● Exercise directions: Count the lines below that hold "setAttr". Give the number without comment.

::: Excerpted records :::

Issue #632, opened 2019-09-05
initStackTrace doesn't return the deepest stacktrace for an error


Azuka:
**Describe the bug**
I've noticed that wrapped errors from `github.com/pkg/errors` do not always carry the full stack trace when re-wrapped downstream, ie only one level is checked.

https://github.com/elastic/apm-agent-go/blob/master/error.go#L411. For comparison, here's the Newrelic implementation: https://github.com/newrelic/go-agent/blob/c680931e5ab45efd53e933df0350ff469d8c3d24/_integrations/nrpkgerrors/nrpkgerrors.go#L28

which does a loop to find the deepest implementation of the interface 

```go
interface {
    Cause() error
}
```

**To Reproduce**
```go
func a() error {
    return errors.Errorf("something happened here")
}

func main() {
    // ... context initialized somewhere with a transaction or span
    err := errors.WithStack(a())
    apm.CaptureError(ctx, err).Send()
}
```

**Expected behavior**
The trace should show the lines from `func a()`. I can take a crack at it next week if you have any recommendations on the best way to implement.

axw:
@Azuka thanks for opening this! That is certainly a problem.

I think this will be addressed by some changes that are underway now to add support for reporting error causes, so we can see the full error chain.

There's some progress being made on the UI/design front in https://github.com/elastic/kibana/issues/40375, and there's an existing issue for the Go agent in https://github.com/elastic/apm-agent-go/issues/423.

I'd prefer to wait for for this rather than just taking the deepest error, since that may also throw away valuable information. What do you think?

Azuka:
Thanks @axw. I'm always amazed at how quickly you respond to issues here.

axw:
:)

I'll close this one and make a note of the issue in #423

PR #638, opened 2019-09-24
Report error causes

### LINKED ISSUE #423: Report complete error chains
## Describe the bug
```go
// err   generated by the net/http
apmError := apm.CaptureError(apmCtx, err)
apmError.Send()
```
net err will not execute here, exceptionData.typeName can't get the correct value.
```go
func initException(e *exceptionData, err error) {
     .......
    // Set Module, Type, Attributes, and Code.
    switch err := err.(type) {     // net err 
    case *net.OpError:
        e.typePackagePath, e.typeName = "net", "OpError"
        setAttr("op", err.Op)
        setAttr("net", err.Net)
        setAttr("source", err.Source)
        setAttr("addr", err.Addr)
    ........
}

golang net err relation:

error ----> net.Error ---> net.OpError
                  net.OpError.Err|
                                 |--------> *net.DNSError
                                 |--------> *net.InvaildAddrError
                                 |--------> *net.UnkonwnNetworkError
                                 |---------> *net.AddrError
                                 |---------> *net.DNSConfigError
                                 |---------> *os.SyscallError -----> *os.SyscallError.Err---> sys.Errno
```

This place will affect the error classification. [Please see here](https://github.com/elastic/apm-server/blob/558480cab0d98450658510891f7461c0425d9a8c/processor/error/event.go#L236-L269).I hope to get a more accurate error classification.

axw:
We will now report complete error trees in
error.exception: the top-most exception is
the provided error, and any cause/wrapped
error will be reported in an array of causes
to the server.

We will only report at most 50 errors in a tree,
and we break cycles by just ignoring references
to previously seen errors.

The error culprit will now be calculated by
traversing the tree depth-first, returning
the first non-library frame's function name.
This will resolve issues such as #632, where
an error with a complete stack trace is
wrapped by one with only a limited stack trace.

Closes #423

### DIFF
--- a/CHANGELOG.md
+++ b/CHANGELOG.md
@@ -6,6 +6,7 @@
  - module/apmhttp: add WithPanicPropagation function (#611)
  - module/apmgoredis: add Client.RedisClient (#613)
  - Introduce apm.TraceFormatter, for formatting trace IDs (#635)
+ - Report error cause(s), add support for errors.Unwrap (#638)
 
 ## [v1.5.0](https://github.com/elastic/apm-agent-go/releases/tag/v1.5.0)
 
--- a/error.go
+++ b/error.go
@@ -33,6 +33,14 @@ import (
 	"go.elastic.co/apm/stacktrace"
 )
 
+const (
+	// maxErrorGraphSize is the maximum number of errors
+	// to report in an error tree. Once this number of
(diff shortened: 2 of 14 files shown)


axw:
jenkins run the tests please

:::

● Solution to the exercise: 4